◆ **TASK STATEMENT**
The entries below should be transcribed in their entirety, exactly as written.

◆ **EXTRACTED ENTRIES**
Issue #5319, opened 2023-05-02
Migrate `Settings > Org Settings > Appearance` from Blueprint to Mantine


IrakliJani:
### Description

- [ ] use new Mantine color input https://mantine.dev/core/color-input/

<img width="1437" alt="CleanShot 2023-05-02 at 17 37 09@2x" src="https://user-images.githubusercontent.com/962095/235683054-8f926983-aef8-418f-89b8-1524525ae488.png">

PR #5365, opened 2023-05-04
feat: migrate appearance view with mantine

joaoviana:
Closes: #5319 

### Description:

Migrate appearance view with Mantine
* Added ColorInput with swatches
* Added a form + form validation
* Changed from 3 rows to 4 rows 

image

Added swatches that are the first 8 `echarts`' default colors
image

If hex code is not in correct format (#XXX or #XXXXXX) we display error message
image


packages/frontend/src/components/UserSettings/AppearancePanel/index.tsx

◆ **SOLUTION TO THIS TASK**
Issue #5319, opened 2023-05-02
Migrate `Settings > Org Settings > Appearance` from Blueprint to Mantine


IrakliJani:
### Description

- [ ] use new Mantine color input https://mantine.dev/core/color-input/

<img width="1437" alt="CleanShot 2023-05-02 at 17 37 09@2x" src="https://user-images.githubusercontent.com/962095/235683054-8f926983-aef8-418f-89b8-1524525ae488.png">

PR #5365, opened 2023-05-04
feat: migrate appearance view with mantine

joaoviana:
Closes: #5319 

### Description:

Migrate appearance view with Mantine
* Added ColorInput with swatches
* Added a form + form validation
* Changed from 3 rows to 4 rows 

image

Added swatches that are the first 8 `echarts`' default colors
image

If hex code is not in correct format (#XXX or #XXXXXX) we display error message
image


packages/frontend/src/components/UserSettings/AppearancePanel/index.tsx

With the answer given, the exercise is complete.